The Satterwhite example immediately brought to mind another explorer in
this realm, DC Spensley aka "DanCoyote Antonelli" and his Zero G Dancers ...
here:
http://youtu.be/xBJPM68Sd3I
and here:
http://www.dancoyote.com/
Best,
Dennis
~~
If your first move is brilliant, you're in trouble. You don't really know
how to follow it; you're frightened of ruining it.
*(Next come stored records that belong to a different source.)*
PR #9340, opened 2025-01-15
[PWGLF] Add strangeness builder service

ddobrigk:
* added `strangenessbuilder` task to (eventually) replace the `lambdakzerobuilder`, `cascadebuilder`, `lambdakzeromcbuilder` and `cascademcbuilder` tasks. Using a number of tricks and with autodetect, the strangeness builder will self-configure to generate V0s, Cascades or any exclusive combination thereof depending on the requirements of the tasks that connect to it. Further, a key advantage of this strangeness builder is significantly reduced memory consumption as only one single copy of the material LUT is used (as opposed to two when building V0s and cascades with two independent builders). At the moment, this task is provided for larger-scale testing: it has not yet been fully tested. 
* Added `strangenessBuilderHelper`, a class conveniently able to create V0s and Cascades from any Track table iterator (row) combination provided by any user. The key advantage of having a helper for this is that no additional copy of the material LUT is required when using this tool (in case the task using it already has a copy of the LUT in memory), and it will at the same time provide standard values of V0/Cascade-related quantities. 

Tagging @romainschotter @gianniliveraro


njacazio (approved):

ddobrigk:
@romainschotter we should probably also merge a number of tables currently being used for derived data to simplify life for users. I'll take a look at this when I have time and when I start to prepare this `strangenessbuilder` to generate also those other tables as well...

ChiaraDeMartin95 (approved):

njacazio (approved):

So, to make a mess is a
good beginning. -- Brian Eno
On Sat, Mar 22, 2014 at 6:35 AM, Curt Cloninger <[log in to unmask]> wrote:
> neal,
>
> spine injury choreography made me think of these wonderful alan sondheim
> pieces:
> http://vimeo.com/21198845
> http://vimeo.com/20716794
>
> Also francois gamma animations
> http://francoisegamma.computersclub.org/
>
> And artaud drawings
>
> http://squarewhiteworld.com/2009/12/10/stop-screaming-ideas-are-the-voids-of-the-body-penetrating-connexions-self-serving-excerpts-from-stephen-barbers-the-screaming-body/
>
> Bodies without organs can take quite a speculative beating, but there's
> always the (boring) binary threshhold of death looming on the horizon. It's
> much safer to co-wallop virtual bodies. Cf: jacolby satterwhite:
> http://youtu.be/3LgtGM1Wcss
>
> Best,
> Curt
>
>
>
>
> On Mar 22, 2014, at 9:42 AM, "D. Neal McDonald" <[log in to unmask]> wrote:
>
> I notice the dancers are not using Labanotation for generative works--
> same kind of thing? Laban errors just lead to spine injury? Are there
> notations whose errors would be more gentle?